Information given: Begin
PR #246, opened 2020-03-18
Mqtt add support to on message

haimrait:


src/events/mqtt.js
```diff
@@ -97,10 +116,57 @@ function subscribeWrapper(originalSubscribeFunc) {
...
 }
 
+/**
+ * Wraps the on command function with tracing
+ * @param {Function} originalOnFunc The wrapped function
+ * from mqtt module
+ * @returns {Function} The wrapped function
+ */
+function onWrapper(originalOnFunc) {
+    return function internalOnWrapper(funcName, callback) {
```
galbash: 'eventName' might be better

src/events/mqtt.js
```diff
@@ -97,10 +116,57 @@ function subscribeWrapper(originalSubscribeFunc) {
...
+                            mqttEvent,
+                            startTime,
+                            null,
+                            responseMetadata,
+                            payload
+                        );
+                        if (callback) {
+                            callback(topic, message, ...rest);
+                        }
+                        tracer.addEvent(mqttEvent, promise);
```
galbash: no need for a promise here (you are not waiting for anything) - just remove the promise creation, resolve, and dont pass a promise parameter

galbash (changes requested):
two small comments

src/events/mqtt.js
haimrait: null or undefined instead?

galbash: undefined is good (just don't pass a second arg)

galbash (dismissed):

src/events/mqtt.js
```diff
@@ -1,8 +1,68 @@
...
+ * @param {*} message - mqtt message property.
+ * @returns {Object} options with epsagon id.
+ */
+function setEpsagonIdToMessage(epsagonId, message) {
+    if (typeof message === 'object') {
+        return { ...message, epsagonId };
+    } if (typeof message === 'string') {
+        try {
+            const resultMsg =
+            { ...JSON.parse(message), epsagonId };
```
galbash: I think `JSON.parse(message)` can sometimes return undefined when it fails instead of throwing and error, maybe let's validate that (also it can be a json dumped string, i.e.: `""this string""` where we do not want to add the id) by making sure after parsing that we got an object

src/events/mqtt.js
```diff
@@ -97,10 +162,58 @@ function subscribeWrapper(originalSubscribeFunc) {
...
+                    host: this.options.host,
+                };
+                const payload = {
+                    clientId: this.options.clientId,
+                    protocolId: this.options.protocolId,
+                    protocolVersion: this.options.protocolVersion,
+                };
+                patchedCallback = (topic, message, ...rest) => {
+                    const { slsEvent: mqttEvent, startTime } = eventInterface.initializeEvent('mqtt', topic, 'onMessage', 'mqtt');
+                    payload.message = message ? message.toString() : message;
```
galbash, line 194: are you sure about the `toString()` here (forgot to talk to you about it)? won't we get `[Object object]`? or is it never an object and always string / bytes?

haimrait: It always bytes

galbash (approved):

PR #247, opened 2020-03-21
feat(kafkajs.js): add support for kafkajs

ranrib:


src/consts.js
```diff
@@ -26,3 +26,6 @@ module.exports.MAX_LABEL_SIZE = 50 * 1024;
 module.exports.MAX_HTTP_VALUE_SIZE = 10 * 1024;
 
 module.exports.MAX_TRACE_SIZE_BYTES = 64 * 1024;
+
+// Key name to inject epsagon correlation ID
+module.exports.EPSAGON_HEADER = 'epsagon-id';
```
galbash: just make sure it will work with the java inst as well

src/events/kafkajs.js
```diff
@@ -0,0 +1,102 @@
...
+
+        const epsagonId = uuid4();
+        // eslint-disable-next-line no-param-reassign
+        messages.messages = messages.messages.map((message) => {
+            if (!message.headers) {
+                // eslint-disable-next-line no-param-reassign
+                message.headers = {};
+            }
+            // eslint-disable-next-line no-param-reassign
+            message.headers[EPSAGON_HEADER] = epsagonId;
```
galbash, line 43: you are setting the same id for all of the messages, this doesn't seem right

src/events/kafkajs.js
```diff
@@ -0,0 +1,102 @@
...
+            return message;
+        });
+
+        response = producer.originalSend(messages);
+
+        const sendPromise = new Promise((resolve) => {
+            let result;
+            let originalHandlerAsyncError;
+            response.then((res) => {
```
galbash: you are doing promise parallelizing here (which is not appropriate for this case) either call `originalSend` here or override response

src/events/kafkajs.js
```diff
@@ -0,0 +1,102 @@
...
+
+
+/**
+ * acts as a middleware for `producer.send()`
+ * @param {object} messages the messages param to send
+ * @param {Kafka} producer producer object
+ * @returns {Promise} The response promise
+ */
+function kafkaMiddleware(messages, producer) {
+    let response = Promise.resolve();
```
galbash: this is not good enough, I am afraid. check out other places we are mocking apis that return a promise and see how to handle it, an empty response is not what the client wants in case of an internal error on our end

src/events/kafkajs.js
```diff
@@ -0,0 +1,102 @@
...
+
+/**
+ * Wraps the kafkajs producer creation
+ * @param {Function} wrappedFunction The kafkajs producer function
+ * @returns {Function} The wrapped function
+ */
+function kafkaWrapper(wrappedFunction) {
+    return function internalKafkaWrapper(options) {
+        const producer = wrappedFunction.apply(this, [options]);
+        const patchedSend = messages => kafkaMiddleware(messages, producer);
```
galbash, line 106: because this is an arrow function, there is some this going lost magic that might happen here. might be best to use bind

src/events/kafkajs.js
```diff
@@ -0,0 +1,102 @@
...
+        producer.originalSend = producer.send;
+        producer.send = patchedSend;
```
galbash: bind should be used here:
```
producer.send = patchSend.bind(<w/e this should be, probably current scope's this)
```
please have a deeper look at it, as I am not an expert on `this` manipulation

galbash (changes requested):

galbash:
Also, can you make sure it's compatible with our Java lib?

src/events/kafkajs.js
ranrib: You're right. it's on purpose at the moment because we don't support setting multiple IDs on the same event. Any other alternative might require nice amount of re-design, and might be overkill for this stage

src/events/kafkajs.js
ranrib: 👍

src/events/kafkajs.js
ranrib: 👍

src/events/kafkajs.js
ranrib: It's not needed since its not using `this`, but added anyway 👍

src/events/kafkajs.js
```diff
@@ -0,0 +1,115 @@
...
+            }
+            // eslint-disable-next-line no-param-reassign
+            message.headers[EPSAGON_HEADER] = epsagonId;
+            return message;
+        });
+    } catch (err) {
+        tracer.addException(err);
+    }
+
+    const response = producer.originalSend(messages);
```
ranrib: add try catch and throw sync err

src/events/kafkajs.js
```diff
@@ -0,0 +1,115 @@
...
+    if (kafkaEvent) {
```
ranrib: move below

src/consts.js
ranrib: Done 👍

src/events/kafkajs.js
ranrib: The original function is an arrow function anyway:
image

src/events/kafkajs.js
```diff
@@ -0,0 +1,123 @@
...
+        });
+    } catch (err) {
+        tracer.addException(err);
+    }
+
+    try {
+        response = producer.originalSend(messages);
+    } catch (err) {
+        if (kafkaEvent) {
+            eventInterface.setException(kafkaEvent, err);
```
galbash, line 54: you never add the event in this case

src/events/kafkajs.js
```diff
@@ -0,0 +1,123 @@
...
+        }
+        throw err;
+    }
+
+    response.then((res) => {
```
galbash: you forgot to override response

src/events/kafkajs.js
ranrib: 👍

galbash (approved):

PR #253, opened 2020-03-29
fix(http.js): fix fetch-h2 response collision

### LINKED ISSUE #249: http response handling changes of epsagon 1.56.1 still produce runtime errors
even with the recent fixes of #244, we're still seeing errors with epsagon enabled, that are otherwise not a problem:

```
RangeError: Resource length mismatch (possibly incomplete body)
    at throwLengthMismatch (./node_modules/fetch-h2/dist/lib/body.js:17:11)
    at StreamResponse.validateIntegrity (./node_modules/fetch-h2/dist/lib/body.js:167:13)
    at awaitBuffer.then.already_1.tap.buffer 
```

could be caused by epsagon, consuming the chunks of the response.

ranrib:
1. Removing unused Wreck instrumentation (it wasn't used regardless of this PR).
2. Adding instrumentation to flag fetch-h2 library.
3. Adding instrumentation to `clientRequest.on('response')` -> `response.on('data')` to capture data in a non interfering way.
4. The shimmer upgrade is exactly to a fix we need to support instrumentation of async funcs inside classes (this is the only change in the lib - https://github.com/othiym23/shimmer/commit/ec15ba2bf2cffc25622fca0d277ea68f0ae2d8ee)

fixes https://github.com/epsagon/epsagon-node/issues/249

### DIFF
--- a/src/events/http.js
+++ b/src/events/http.js
@@ -275,7 +275,9 @@ function httpWrapper(wrappedFunction) {
                 };
             }
 
-            shimmer.wrap(clientRequest, 'on', requestOnWrapper);
+            if (options && options.epsagonSkipResponseData) {
+                shimmer.wrap(clientRequest, 'on', requestOnWrapper);
+            }
 
             /**
              * Wraps 'write' method in a request to pick up request body
--- a/src/events/http.js
+++ b/src/events/http.js
@@ -13,7 +13,6 @@ const serverlessEvent = require('../proto/event_pb.js');
 const eventInterface = require('../event.js');
 const errorCode = require('../proto/error_code_pb.js');
 const config = require('../config.js');
-const moduleUtils = require('./module_utils.js');
 const { MAX_HTTP_VALUE_SIZE } = require('../consts.js');
 const { isBlacklistURL, isBlacklistHeader } = require('../helpers/events');
 const {
@@ -418,18 +417,6 @@ function httpGetWrapper(module) {
     };
 }
 
-
-/**
- * Flagging fetch-h2 http1 requests with a flag to omit our response.on('data') because of collision
- * @param {Function} wrappedFunc connect function
- * @return {Function} the wrapped function
- */
-function fetchH2Wrapper(wrappedFunc) {
-    return function internalFetchH2Wrapper(options) {
-        return wrappedFunc.apply(this, [{ ...options, epsagonSkipResponseData: true }]);
-    };
-}
-
 module.exports = {
     /**
      * Initializes the http tracer
@@ -440,12 +427,5 @@ module.exports = {
         shimmer.wrap(http, 'request', httpWrapper);
         shimmer.wrap(https, 'get', () => httpGetWrapper(https));
         shimmer.wrap(https, 'request', httpWrapper);
-
-        moduleUtils.patchModule(
-            'fetch-h2/dist/lib/context-http1',
-            'connect',
-            fetchH2Wrapper,
-            fetch => fetch.OriginPool.prototype
-        );
     },
 };
--- a/src/events/http.js
+++ b/src/events/http.js
@@ -57,6 +57,7 @@ function httpWrapper(wrappedFunction) {
         let url = a;
         let options = b;
         let callback = c;
+        const chunks = [];
         // handling case of request(options, callback)
         if (!(['string', 'URL'].includes(typeof url)) && !callback) {
             callback = b;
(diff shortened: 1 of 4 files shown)


src/events/http.js
```diff
@@ -215,6 +216,69 @@ function httpWrapper(wrappedFunction) {
...
+                return function internalResponseOnWrapper(resEvent, resCallback) {
+                    if (resEvent !== 'data' || typeof resCallback !== 'function') {
+                        return wrappedResFunction.apply(this, [resEvent, resCallback]);
+                    }
+                    const resPatchedCallback = (chunk) => {
+                        if (chunk) {
+                            const totalSize = chunks.reduce(
+                                (total, item) => item.length + total,
+                                0
+                            );
```
galbash: don't make the calculation each time, keep a sum

src/events/http.js
```diff
@@ -215,6 +216,69 @@ function httpWrapper(wrappedFunction) {
                 this, buildParams(url, options, patchedCallback)
             );
 
+            /**
+             * Wraps 'on' method in a response to capture data event.
+             * @param {Function} wrappedResFunction The wrapped end function
+             * @returns {Function} The wrapped function
+             */
+            function responseOnWrapper(wrappedResFunction) { // eslint-disable-line no-inner-declarations,max-len
```
galbash: must it be defined inside `httpWrapper`? it is getting very messy. better get `chunks` as a parameter (by adding another wrapping level) - not a must just my personal opinion, let me know if you think otherwise

galbash: same with the next one

src/events/http.js
```diff
@@ -215,6 +216,69 @@ function httpWrapper(wrappedFunction) {
...
+            }
+
+            /**
+             * Wraps 'on' method in a request to capture response event.
+             * @param {Function} wrappedReqFunction The wrapped end function
+             * @returns {Function} The wrapped function
+             */
+            function requestOnWrapper(wrappedReqFunction) { // eslint-disable-line no-inner-declarations,max-len
+                // epsagonMarker is sent only on our call in this module
+                return function internalRequestOnWrapper(reqEvent, reqCallback, epsagonMarker) {
```
galbash: might be better to set epsagonMarker to something more unique then 'true'

src/events/http.js
galbash: these eslint disables share my opinion I guess

src/events/http.js
```diff
@@ -215,6 +216,69 @@ function httpWrapper(wrappedFunction) {
...
+                        epsagonMarker ||
+                        typeof reqCallback !== 'function'
+                    ) {
+                        return wrappedReqFunction.apply(this, [reqEvent, reqCallback]);
+                    }
+                    const reqPatchedCallback = (res) => {
+                        if (res.EPSAGON_PATCH) {
+                            return reqCallback(res);
+                        }
+                        res.EPSAGON_PATCH = true;
```
galbash: i'd check res is not undefined just to be on the safe side

src/events/http.js
```diff
@@ -307,21 +369,25 @@ function httpWrapper(wrappedFunction) {
...
-                        }
-                    });
+                    // Listening to data only if options.epsagonSkipResponseData!=true or no options
+                    if (!options || (options && !options.epsagonSkipResponseData)) {
+                        res.on('data', (chunk) => {
+                            if (chunk) {
+                                const totalSize = chunks.reduce(
+                                    (total, item) => item.length + total,
+                                    0
+                                );
```
galbash: same

src/events/http.js
```diff
@@ -307,21 +369,25 @@ function httpWrapper(wrappedFunction) {
...
-                            return;
-                        }
-                        const totalSize = chunks.reduce((total, item) => item.length + total, 0);
-                        if (totalSize + chunk.length <= MAX_HTTP_VALUE_SIZE) {
-                            chunks.push(typeof chunk === 'string' ? Buffer.from(chunk) : chunk);
-                        }
-                    });
+                    // Listening to data only if options.epsagonSkipResponseData!=true or no options
+                    if (!options || (options && !options.epsagonSkipResponseData)) {
+                        res.on('data', (chunk) => {
```
galbash: this looks like shared logic that can be extracted

galbash (changes requested):
some small comments

src/events/http.js

src/events/http.js

src/events/http.js

src/events/http.js

src/events/http.js

src/events/http.js

galbash (approved):

Issue #256, opened 2020-04-07
http response handling changes of epsagon 1.58.3 still produce runtime errors when webpacked


tripodsan:
with #249 fixed, the tests now work locally, but when bundling with webpack, they still fail:

```
RangeError: Resource length mismatch (possibly incomplete body)
    at throwLengthMismatch (/Users/tripod/codez/helix/epsagon-testing/action-with-fetch/dist/default/epsagon-testing@1.0.2-bundle.js:4726:11)
    at StreamResponse.validateIntegrity (/Users/tripod/codez/helix/epsagon-testing/action-with-fetch/dist/default/epsagon-testing@1.0.2-bundle.js:4876:13)
    at awaitBuffer.then.already_1.tap.buffer (/Users/tripod/codez/helix/epsagon-testing/action-with-fetch/dist/default/epsagon-testing@1.0.2-bundle.js:4790:52)
    at /Users/tripod/codez/helix/epsagon-testing/action-with-fetch/dist/default/epsagon-testing@1.0.2-bundle.js:1571:15
    at process._tickCallback (internal/process/next_tick.js:68:7)
```

when running the test locally, I see that the arguments passed into the `internalHttpWrapper` are:

```
http arguments [Arguments] {
  '0':
   { createConnection: [Function: createConnection],
     agent: false,
     hostname: 'adobeioruntime.net',
     method: 'GET',
     path:
      '/api/v1/web/helix/helix-services/word2md@v1...',
     port: 443,
     protocol: 'https:',
     headers: { connection: 'keep-alive' },
     epsagonSkipResponseData: true } }
```

but when running in the bundle, i get:

```
http arguments [Arguments] {
  '0':
   { createConnection: [Function: createConnection],
     agent: false,
     hostname: 'adobeioruntime.net',
     method: 'GET',
     path:
      '/api/v1/web/helix/helix-services/word2md@v1...,
     port: 443,
     protocol: 'https:',
     headers: { connection: 'keep-alive' } } }
```

It seems that the shimmer can't patch the method when it's bundled.

tripodsan:
the error is reproducible here:
https://github.com/tripodsan/epsagon-testing/tree/master/action-with-fetch

tripodsan:
as a quick workaround...could we add a general config option to `DisableHttpResponseBodyCapture` ?

PR #257, opened 2020-04-07
fix(http.js): add config to disable http responses capture

ranrib:
temp workaround for https://github.com/epsagon/epsagon-node/issues/256

### DIFF
--- a/src/events/http.js
+++ b/src/events/http.js
@@ -275,7 +275,11 @@ function httpWrapper(wrappedFunction) {
                 this, buildParams(url, options, patchedCallback)
             );
 
-            if (options && options.epsagonSkipResponseData) {
+            if (
+                options &&
+                options.epsagonSkipResponseData &&
+                !config.getConfig().disableHttpResponseBodyCapture
+            ) {
                 shimmer.wrap(
                     clientRequest,
                     'on',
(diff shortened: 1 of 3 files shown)


src/events/http.js
```diff
@@ -374,8 +378,10 @@ function httpWrapper(wrappedFunction) {
 
                 clientRequest.on('response', (res) => {
                     // Listening to data only if options.epsagonSkipResponseData!=true or no options
-                    if (!options || (options && !options.epsagonSkipResponseData)) {
-                        res.on('data', chunk => addChunk(chunk, chunks));
+                    if (!config.getConfig().disableHttpResponseBodyCapture) {
+                        if (!options || (options && !options.epsagonSkipResponseData)) {
+                            res.on('data', chunk => addChunk(chunk, chunks));
+                        }
```
galbash: use && ?

src/events/http.js
```diff
@@ -279,7 +279,11 @@ function httpWrapper(wrappedFunction) {
                 this, buildParams(url, options, patchedCallback)
             );
 
-            if (options && options.epsagonSkipResponseData) {
+            if (
+                options &&
+                options.epsagonSkipResponseData &&
```
tripodsan, line 284: shouldn't that be:

`if (options && options.epsagonSkipResponseData || config.getConfig().disableHttpResponseBodyCapture)` ?

ranrib: We want to enable this tracing for fetch-h2 only if all is true:
1. `options` exists.
2. `options.epsagonSkipResponseData` is set to true
3. Nobody disabled the response capture: `!config.getConfig().disableHttpResponseBodyCapture`

This handling is specific to fetch-h2. Later in the module, there's an handling for the rest of the libs.

galbash (approved):

src/events/http.js
tripodsan: but this is exactly what isn't working. the shimmer doesn't detect fetch-h2, and doesn't set the `options.epsagonSkipResponseData`. so we can force it with `disableHttpResponseBodyCapture`..maybe I don't understand the flags....

tripodsan: anyways...it seems to work now :-)

PR #263, opened 2020-04-27
feat(bunyan support): add bunyan logging instrumentation

adavidai:


src/events/bunyan.js
```diff
@@ -0,0 +1,51 @@
...
+
+/**
+ * Wrap bunyan logs
+ * @param {Function} wrappedFunction The function to wrap from bunyan
+ * @returns {function} emit wrapper function
+ */
+function emitWrapper(wrappedFunction) {
+    return function internalEmitWrapper(rec, ...args) {
+
+        if (tracer.getLogId() === null) {
```
galbash: might be better to call `getLogId()` once and store it in a variable

galbash: also might be better just checking `if(log_id)` and not comparing only to null

galbash (changes requested):

ronyis:
I think we should patch the logs only when the user configures to do so.
This flag should be also sent as part of the trace when set.

ranrib:
> I think we should patch the logs only when the user configures to do so.
> This flag should be also sent as part of the trace when set.

I would prefer to have a flag to disable it, and enable it by default for everyone

galbash (approved):

PR #275, opened 2020-05-05
feat(k8s): adding k8s container id

galbash:


src/containers/k8s.js
```diff
@@ -29,5 +42,9 @@ module.exports.loadK8sMetadata = function loadK8sMetadata() {
  */
 module.exports.addK8sMetadata = function addK8sMetadata(runner) {
     if (!runner || !k8sHostname) return;
-    eventIterface.addToMetadata(runner, { k8s_pod_name: k8sHostname });
+    eventIterface.addToMetadata(runner, {
+        is_k8s: true,
+        k8s_pod_name: k8sHostname,
+        k8s_container_id: k8sContainerId,
```
adavidai: Maybe only add it to metadata if it’s defined?

src/containers/k8s.js
```diff
@@ -18,6 +21,16 @@ module.exports.loadK8sMetadata = function loadK8sMetadata() {
...
         k8sHostname = os.hostname();
     }
+
+    if (!k8sContainerId) {
+        try {
+            const data = fs.readFileSync('/proc/self/cgroup');
+            const firstLineParts = data.toString('utf-8').split('\n')[0].split('/');
+            k8sContainerId = firstLineParts[firstLineParts.length - 1];
+        } catch (err) {
+            utils.debugLog('Error reading cgroup file', err);
```
adavidai: Maybe a more indicative error log of what won’t work - “Error loading k8s container id- cannot read cgroup file.”
(Maybe even add “ Show logs from span search will not work as expected”?)

galbash: i'll add the first line, but since this is only with `EPSAGON_DEBUG` on i don't think we need the second one

adavidai (dismissed):

adavidai (approved):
Information given: End
Exercise goal —
Pick out and copy the lines of the entries that hold the string "seems".

Written answer —
It seems that the shimmer can't patch the method when it's bundled.
tripodsan: anyways...it seems to work now :-)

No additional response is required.